11話 ミフネ「限界突破」
でっかい愛を、叫ばれている。
コンねーちゃんが、叫んでる。おれ のことが好きなのだと……。
「ちょおっ、コンねーちゃん……!?」
「ここのおコンコは!!!あなたのお兄さんのこと!!! ほんとのほんとに!!!だいすきなんですっっ!!!」
当の本人には目もくれず、妹に向かい、吠えたてるように。
「ずっとずっと だいすきでした!!!こんな気持ち、はじめてでっ……!だから!!!わたしは!!!」
これでどうだ、と。これならどうか、と。わからせてやると言わんばかりに。
おれは今。愛の告白をされている。全身全霊全力で、告られているのだ……!
(ひぃい、顔あちいぃ……汗かくわ、こんなん!!)
いや、まあ、確かにそういう話だったけども。実は『あの時』から、おれのことを……。それで、なんかよくわからんけど実体化?して、会いに来てくれたのだと。そういう話、だったけども……。

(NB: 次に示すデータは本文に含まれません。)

PR #143, opened 2018-12-05
Add threshold for tabular autodetect and update geo detect

bewakes:


tabular/tasks.py
```diff
@@ -37,50 +42,90 @@ def _tabular_meta_extract_book(book):
...
+    # Index by codes, we need to search by codes as well
+    geos_codes = {v['code'].lower(): v for k, v in geos_names.items()}
 
     for sheet in book.sheet_set.all():
-        data = sheet.data
+        data = sheet.data or []
 
-        field_ids = data[0].keys() if data else []
-        field_ids = [x for x in field_ids if x.isnumeric()]  # omit non numeric
+        field_ids = [x for x in data[0].keys() if x.isnumeric()]
```
thenav56: if data = [], then data[0] will throw error.

bewakes: "noted with thanks". Fixed.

あまりにもアツく真っ直ぐすぎて、こう……聞いてて一体どんな顔したらいいんだ、おれは??
「それだけだった、そのために!!!がんばってきた、コンは……!!!」
「…………」
コンねーちゃんの、いっそ羞恥も飛んでくくらいド・ストレートな告白に。我が妹は黙って耳を傾けている。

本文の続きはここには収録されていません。